Every record must appear in the response exactly as given.
··· SOURCE DATA ···
PR #882, opened 2026-07-31
feat(ui): write data-placement on every anchored panel

wmaurer:
## What

`anchorSetup` set `data-placement` inside the `isPlacementLocked` branch and removed it on cleanup under the same condition. A panel that did not opt into placement locking exposed nothing to CSS, so side-specific rules had no attribute to match. I hit this building a panel that needed side-aware styling without wanting the panel pinned to one side.

The only way to get the attribute was to lock the placement, which also drops `flip` from every later update. Those are two separate wants. Locking is a positioning decision about a panel that must not move sides while open. Knowing which side the panel landed on is a styling concern, and it applies just as much, arguably more, to a panel that is free to flip. An arrow, a shadow that leans away from the trigger, a `data-[placement=top]` content reversal: each of those has to follow the panel wherever `flip` puts it, and none of them wants the panel pinned.

The attribute is now written on every reposition. Without `isPlacementLocked` it tracks the side each update resolves to, including the ones `flip` moves. With `isPlacementLocked` it holds the locked side, exactly as before.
···
**WRITTEN RESPONSE:**
PR #882, opened 2026-07-31
feat(ui): write data-placement on every anchored panel

wmaurer:
## What

`anchorSetup` set `data-placement` inside the `isPlacementLocked` branch and removed it on cleanup under the same condition. A panel that did not opt into placement locking exposed nothing to CSS, so side-specific rules had no attribute to match. I hit this building a panel that needed side-aware styling without wanting the panel pinned to one side.

The only way to get the attribute was to lock the placement, which also drops `flip` from every later update. Those are two separate wants. Locking is a positioning decision about a panel that must not move sides while open. Knowing which side the panel landed on is a styling concern, and it applies just as much, arguably more, to a panel that is free to flip. An arrow, a shadow that leans away from the trigger, a `data-[placement=top]` content reversal: each of those has to follow the panel wherever `flip` puts it, and none of them wants the panel pinned.

The attribute is now written on every reposition. Without `isPlacementLocked` it tracks the side each update resolves to, including the ones `flip` moves. With `isPlacementLocked` it holds the locked side, exactly as before.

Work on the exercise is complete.